Statistical analysis was carried out using R v3.3.355. Control data for the AMP gene expression analysis experiments were compared between experimental repeats for each gene and time point19. Briefly, a parametric multiple comparison analysis56 was used on a one-way ANOVA model with ΔCT as the response variable and replicate as the factor to test for pairwise differences (Table S9). The p-values were adjusted using the heteroscedasticity robust sandwich estimator for the covariance matrix57,58. AMP genes with controls showing significant differences in expression (Att18, CLys3, Col1, Col8, ColLA, ColLC) were excluded from the analysis.

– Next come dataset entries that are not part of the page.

PR #1896, opened 2025-07-03
add sender and recipient validation messages

### LINKED ISSUE #1875: repl panicks if invalid address provided to sdk
**Describe the bug**

Ran into this from some generated code, the culprit turned out to be the full contract address getting put into the sender field of `simnet.callPublicFn`.

**To Reproduce**

```ts
const contractName = "ST1PQHQKV0RJXZFY1DGX8MNSNYVE3VGZJSRTPGZGM.aibtc-dao-users"
const daoAddress = "ST1PQHQKV0RJXZFY1DGX8MNSNYVE3VGZJSRTPGZGM.aibtc-base-dao"
it("get-or-create-user-index() can create a user when called by the DAO", () => {
    // act
    const createReceipt = simnet.callPublicFn(
      contractAddress,
      "get-or-create-user-index",
      [Cl.principal(address1)],
      daoAddress
    );
});
```

Example of the resulting panic:
```
stderr | tests/contracts/dao/extensions/aibtc-dao-users.test.ts > DAO-context functions: aibtc-dao-users > increase-user-reputation() updates reputation and preserves createdAt
panicked at components/clarity-repl/src/repl/session.rs:892:62:
Unable to parse address: Runtime(ParseError("Invalid principal literal: Invalid crockford 32 string"), None)

Stack:

Error: 
    at module.exports.__wbg_new_8a6f238a6ece86ea (/home/whoabuddy/Dev/aibtcdev/aibtcdev-daos/node_modules/@hirosystems/clarinet-sdk-wasm/clarinet_sdk.js:1389:17)
    at null.<anonymous> (wasm://wasm/01e6d1aa:1:5361479)
    at null.<anonymous> (wasm://wasm/01e6d1aa:1:4484843)
    at null.<anonymous> (wasm://wasm/01e6d1aa:1:4735064)
    at null.<anonymous> (wasm://wasm/01e6d1aa:1:4569274)
    at null.<anonymous> (wasm://wasm/01e6d1aa:1:2396801)
    at null.<anonymous> (wasm://wasm/01e6d1aa:1:1677396)
    at null.<anonymous> (wasm://wasm/01e6d1aa:1:4447022)
    at null.<anonymous> (wasm://wasm/01e6d1aa:1:4737115)
    at SDK.callPublicFn (/home/whoabuddy/Dev/aibtcdev/aibtcdev-daos/node_modules/@hirosystems/clarinet-sdk-wasm/clarinet_sdk.js:665:26)
```

If it could report it was related to the sender parameter or even better highlight the line it came from that'd be ideal!

**Expected behavior**

A clear error message would have been nice here, took a little while to spot the issue and started by iterating over all new implementations of `callPublicFn`.

 - OS (version): Linux Mint
 - Clarinet version: 3.1.0

tippenein:
- fixes #1875 

Validates input a bit better to print out the failing field instead of panicking

### DIFF
--- a/components/clarinet-sdk-wasm/src/core.rs
+++ b/components/clarinet-sdk-wasm/src/core.rs
@@ -852,7 +852,7 @@ impl SDK {
             return Err(format!("Invalid sender address '{}'.", args.sender));
         }
 
-        if PrincipalData::parse_standard_principal(&args.recipient).is_err() {
+        if PrincipalData::parse(&args.recipient).is_err() {
             return Err(format!("Invalid recipient address '{}'.", args.recipient));
         }
 
@@ -1088,7 +1088,7 @@ impl SDK {
 
     #[wasm_bindgen(js_name=mintSTX)]
     pub fn mint_stx(&mut self, recipient: String, amount: u64) -> Result<String, String> {
-        if PrincipalData::parse_standard_principal(&recipient).is_err() {
+        if PrincipalData::parse(&recipient).is_err() {
             return Err(format!("Invalid recipient address '{recipient}'."));
         }
 
--- a/components/clarinet-sdk-wasm/src/test_wasm.rs
+++ b/components/clarinet-sdk-wasm/src/test_wasm.rs
@@ -111,19 +111,17 @@ async fn it_handles_invalid_sender_address() {
 }
 
 #[wasm_bindgen_test]
-async fn it_handles_invalid_recipient_address() {
+async fn it_handles_contract_recipient_address() {
     let mut sdk = init_sdk().await;
 
-    // Test with invalid recipient address
     let result = sdk.transfer_stx(&crate::core::TransferSTXArgs::new(
         1000,
-        "ST1PQHQKV0RJXZFY1DGX8MNSNYVE3VGZJSRTPGZGM.invalid-contract".into(), // Invalid: contract address
+        "ST1PQHQKV0RJXZFY1DGX8MNSNYVE3VGZJSRTPGZGM.basic-contract".into(), // valid: contract address
         "ST1PQHQKV0RJXZFY1DGX8MNSNYVE3VGZJSRTPGZGM".into(),
     ));
 
-    assert!(result.is_err());
-    let error_msg = result.unwrap_err();
-    assert!(error_msg.contains("Invalid recipient address"));
+    // contract addresses are valid recipients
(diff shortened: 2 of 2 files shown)


hugocaillard (changes requested):
I think clippy won't pass after #1895 is merged

hugoclrd:
Rebased to include #1895

components/clarinet-sdk-wasm/src/core.rs
```diff
@@ -844,6 +848,14 @@ impl SDK {
         args: &TransferSTXArgs,
         advance_chain_tip: bool,
     ) -> Result<TransactionRes, String> {
+        if PrincipalData::parse_standard_principal(&args.sender).is_err() {
+            return Err(format!("Invalid sender address '{}'.", args.sender));
+        }
+
+        if PrincipalData::parse_standard_principal(&args.recipient).is_err() {
+            return Err(format!("Invalid recipient address '{}'.", args.recipient));
+        }
```
hugoclrd: It should be possible to send stx to contract.

Send _from_ a contract though could be useful from a testing point of view but probably doesn't make sense since it would need to be initiated from a contract call

components/clarinet-sdk-wasm/src/core.rs
```diff
@@ -1060,6 +1088,10 @@ impl SDK {
 
     #[wasm_bindgen(js_name=mintSTX)]
     pub fn mint_stx(&mut self, recipient: String, amount: u64) -> Result<String, String> {
+        if PrincipalData::parse_standard_principal(&recipient).is_err() {
+            return Err(format!("Invalid recipient address '{recipient}'."));
+        }
+
```
hugoclrd: mint_stx is used for testing purpose to give stx to any arbitrary address.
I guess it make sense to mint stx to a contract in the simnet (if someone has a use case for it)

components/clarinet-sdk-wasm/src/core.rs
tippenein: I made send-from contract disabled, but maybe that's too restrictive? I guess there's not much issue in using `parse` instead of `parse_standard_principal` ?

tippenein: ah, there are tests for checking send-from with a contract, so I'll change it to `parse`

hugocaillard (approved):
lgtm!

PR #1898, opened 2025-07-03
perf: Fix `O(n^2)` string generation

jbencin:
### Description

Small PR that fixes an `O(n^2)` string building algorithm in `Session::encode()`. Currently we loop over each byte, rewrite and reallocate the entire string to add a new byte each time, which is very inefficient if we have a large number of bytes to write


hugocaillard (approved):
lgtm

PR #1899, opened 2025-07-04
feat: use official stacks node image with multi platform support

hugocaillard:
### Description

fix: #1840

wip

- boot from genesis works
- boot bfrom snapshot does not


components/stacks-network/src/orchestrator.rs
```diff
@@ -220,10 +212,11 @@ impl DevnetOrchestrator {
     }
 
     pub async fn prepare_local_network(&mut self) -> Result<ServicesMapHosts, String> {
-        let (docker, _, devnet_config) = self.docker_and_configs()?;
+        let docker = self.docker_client.as_ref().ok_or(DOCKER_ERR_MSG)?;
+        let devnet_config = self.get_devnet_config()?;
```
hugoclrd, line 216: @tippenein I saw we both addressed the code duplication here. I kept my version when fixing the conflicts because I thought there was too much complexity in the nested `match` that return
```
        (
            &Docker,
            &clarinet_files::NetworkManifest,
            &clarinet_files::DevnetConfig,
        ),
```
        
I feel like we had unnecessary coupling between Docker and devnet_config.
Let me know what you think

tippenein: Yea, I'm fine with either 👍

tippenein (approved):
👍  and nice cleanup as well

components/stacks-network/src/orchestrator.rs
```diff
@@ -888,27 +891,28 @@ rpcport={bitcoin_node_rpc_port}
...
             ));
         }
 
         let mut cmd_args = vec![
             "/usr/local/bin/bitcoind".into(),
             "-conf=/etc/bitcoin/bitcoin.conf".into(),
             "-nodebuglogfile".into(),
-            "-pid=/run/bitcoind.pid".into(),
-            "-datadir=/root/.bitcoin".into(),
+            format!("-pid={BITCOIND_DATA_DIR}/bitcoind.pid"),
```
tippenein, line 907: /run/bitcoind.pid -> /home/.bitcoin/bitcoind.pid ?

hugoclrd:
Thanks @tippenein

PR #1904, opened 2025-07-07
feat: add --create-global-snapshot flag

tippenein:
avoid the possibility of creating global snapshots when running --from-genesis and hitting block 142

this adds the `--create-global-snapshot` flag and removes the previous beforehand

Note: If using this internally, we'd still need to tar.gz the contents and put it in `stacks-network/data`


components/stacks-network/src/chains_coordinator.rs
```diff
@@ -406,15 +407,17 @@ pub async fn start_chains_coordinator(
...
-                            let _ = create_global_snapshot(
-                                &config,
-                                &devnet_event_tx,
-                                mining_command_tx.clone(),
-                            )
-                            .await;
+                        if create_new_snapshot {
+                            // Check if we've reached the target height for database export (142)
+                            // If we've reached epoch 3.0, create the global snapshot
+                            if bitcoin_block_height == config.devnet_config.epoch_3_0 {
```
hugoclrd: Can the ifs be combined?
I tought clippy would complain about that

components/stacks-network/src/chains_coordinator.rs
```diff
@@ -736,11 +739,44 @@ fn should_publish_stacking_orders(
     true
 }
 
+pub async fn remove_global_snapshot(devnet_event_tx: &Sender<DevnetEvent>) -> Result<(), String> {
```
hugoclrd: Does it need to be `pub` ?

tippenein: nope. updated

hugocaillard (approved):
lgtm! thx @tippenein

Issue #1901, opened 2025-07-06
BIP39 mnemonic parsing error in Clarinet 3.2.0 across all environments


rigocrypto:
### **Describe the bug**
Clarinet 3.2.0 fails to parse valid BIP39 mnemonics in settings files (Simnet.toml, Devnet.toml, Testnet.toml), consistently returning "mnemonic (located in ./settings/Simnet.toml) for deploying address is invalid: bip39 error" even when using standard, valid BIP39 mnemonics.

### **To Reproduce**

To further minimize differences, PBS controls were averaged per experiment and the relative gene expression levels (2ΔΔCT) of each infected individual were calculated with the corresponding mean control value. The quantitative PCR results were then assigned to 15 categories according to the magnitude of the fold-changes for each gene: category 1: <−96, category 2: <−48, category 3: <−24, category 4: <−12, category 5: <−6, category 6: <−3, category 7: <−1.5, category 8: 0, category 9: >1.5, category 10: >3, category 11: >6, category 12: >12, category 13: >24, category 14: >48, and category 15: >96. For 2ΔΔCT values between zero and one, we calculated the negative inverse by dividing −1 with 2ΔΔCT, which expresses downregulations as fold change reductions in gene expression53. A heat map was plotted to compare the fold-change in gene expression between females and males at 24 and 48 h. Samples at 24 hpi were sorted for each sex by hierarchical agglomerative cluster analysis using Euclidean distance matrix computation and Ward’s minimum variance algorithm, as implemented in R using the functions dist and hclust59. The resulting order was also used for the samples at 48 h to facilitate the comparison of relative gene expression between females and males at both time points. Differences in survival rates were analysed using the R package survival v2.40-160 with the log-rank test (Kaplan-Meier) and Holm-corrected p-values.